PBS remote Sync job hangs if cifs share is not available on start of scheduled task

dierochade

New Member
Apr 20, 2024
5
0
1
I have a second datastore that is mounted into pbs via fstab:

//ip.xxx.xxx.xxx/pbs /mnt/rechenrhino cifs credentials=/root/.smbcredentials/rechenrhino,uid=backup,gid=backup,vers=3.0,file_mode=0770,dir_mode=0770,nounix,noserverino,cache=none,nofail,x-systemd.automount,x-systemd.idle-timeout=600 0

This share is on a desktop windows machine that I use to duplicate my backups via a scheduled remote sync job.

This seems to work as expected, if not the share is not available when the job is started. Then it hangs unfinished and infinitely, even if the mountpoint comes online.
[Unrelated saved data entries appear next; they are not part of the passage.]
PR #77, opened 2016-04-28
m_tgchange

Adam-:


2.0/m_tgchange.cpp
```diff
@@ -0,0 +1,247 @@
...
+	{
+		Implementation eventlist[] = { I_OnRehash, I_OnUserPreMessage, I_OnUserPreNotice, I_OnUserPreInvite };
+		ServerInstance->Modules->Attach(eventlist, this, sizeof(eventlist) / sizeof(Implementation));
+
+		OnRehash(NULL);
+	}
+
+	Version GetVersion()
+	{
+		return Version("Implements \"target change\" detection to help prevent spam bots", VF_NONE);
```
SaberUK: VF_VENDOR.

2.0/m_tgchange.cpp
```diff
@@ -0,0 +1,247 @@
...
+#include "inspircd.h"
+
+enum
+{
+	ERR_TARGCHANGE = 707
+};
+
+namespace
+{
+	unsigned TGCHANGE_NUM;   /* how many targets we keep track of */
```
SaberUK: Probably shouldn't be in screaming snake case?

2.0/m_tgchange.cpp
```diff
@@ -0,0 +1,247 @@
...
+			Channel *c = *i;
+
+			if (c->GetPrefixValue(source) >= VOICE_VALUE && std::find(target->chans.begin(), target->chans.end(), c) != target->chans.end())
+				return true;
+		}
+
+		return false;
+	}
+
+	ModResult Target(User *source, User *dest)
```
SaberUK: *& should be against the type not the variable name.

2.0/m_tgchange.cpp
```diff
@@ -0,0 +1,247 @@
...
+	}
+
+ private:
+	bool Allowed(LocalUser *source, User *target)
+	{
+		for (UCListIter i = source->chans.begin(); i != source->chans.end(); i++)
+		{
+			Channel *c = *i;
+
+			if (c->GetPrefixValue(source) >= VOICE_VALUE && std::find(target->chans.begin(), target->chans.end(), c) != target->chans.end())
```
attilamolnar: User::chans is a set in 2.0; use `count()`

The job log looks like this:

2025-04-18T12:45:00+02:00: Starting datastore sync job '-:localPBS:rechenrhinoPBS::s-793fadcc-01b6'
2025-04-18T12:45:00+02:00: task triggered by schedule '12:45'
2025-04-18T12:45:00+02:00: sync datastore 'rechenrhinoPBS' from 'localPBS'
2025-04-18T12:45:00+02:00: ----
2025-04-18T12:45:00+02:00: Syncing datastore 'localPBS', root namespace into datastore 'rechenrhinoPBS', root namespace
2025-04-18T12:45:00+02:00: found 12 groups to sync (out of 12 total)
2025-04-18T12:45:20+02:00: sync group ct/101 failed - group lock failed: Host is down (os error 112)
2025-04-18T12:45:20+02:00: create_locked_backup_group failed
2025-04-18T12:45:40+02:00: sync group ct/102 failed - group lock failed: Host is down (os error 112)
2025-04-18T12:45:40+02:00: create_locked_backup_group failed
2025-04-18T12:46:01+02:00: sync group ct/108 failed - group lock failed: Host is down (os error 112)
2025-04-18T12:46:01+02:00: create_locked_backup_group failed
2025-04-18T12:46:21+02:00: sync group ct/109 failed - group lock failed: Host is down (os error 112)
2025-04-18T12:46:21+02:00: create_locked_backup_group failed
2025-04-18T12:46:42+02:00: sync group ct/111 failed - group lock failed: Host is down (os error 112)
2025-04-18T12:46:42+02:00: create_locked_backup_group failed
2025-04-18T12:47:02+02:00: sync group ct/900 failed - group lock failed: Host is down (os error 112)
2025-04-18T12:47:02+02:00: create_locked_backup_group failed
2025-04-18T12:47:23+02:00: sync group ct/1005 failed - group lock failed: Host is down (os error 112)
2025-04-18T12:47:23+02:00: create_locked_backup_group failed
2025-04-18T12:47:43+02:00: sync group vm/103 failed - group lock failed: Host is down (os error 112)
2025-04-18T12:47:43+02:00: create_locked_backup_group failed
2025-04-18T12:48:04+02:00: sync group vm/104 failed - group lock failed: Host is down (os error 112)
2025-04-18T12:48:04+02:00: create_locked_backup_group failed
2025-04-18T12:48:24+02:00: sync group vm/105 failed - group lock failed: Host is down (os error 112)
2025-04-18T12:48:24+02:00: create_locked_backup_group failed
2025-04-18T12:48:45+02:00: sync group vm/110 failed - group lock failed: Host is down (os error 112)
2025-04-18T12:48:45+02:00: create_locked_backup_group failed
2025-04-18T12:49:05+02:00: sync group vm/116 failed - group lock failed: Host is down (os error 112)
2025-04-18T12:49:05+02:00: create_locked_backup_group failed
2025-04-18T12:49:05+02:00: Finished syncing root namespace, current progress: 11 groups, 0 snapshots

As you can see I run the job daily and it keeps all jobs open for the past days (was not at home, so machine was down all the time):
FireShot Capture 066 - pbs - Proxmox Backup Server - [pbs.zeeb24.de].png

I cant even manually stop the job from the gui by pressing the stop button, it just doesnt do anything. In this situation a manual trigger of the sync job doesnt go on either. After a reboot the jobs are gone and everything back to normal.
 
I do understand that it fails. But a mount point not accessible is nothing unusual, therefore an issue that the software can handle and should? Just throw a proper error and end the task. It’s a bug imo.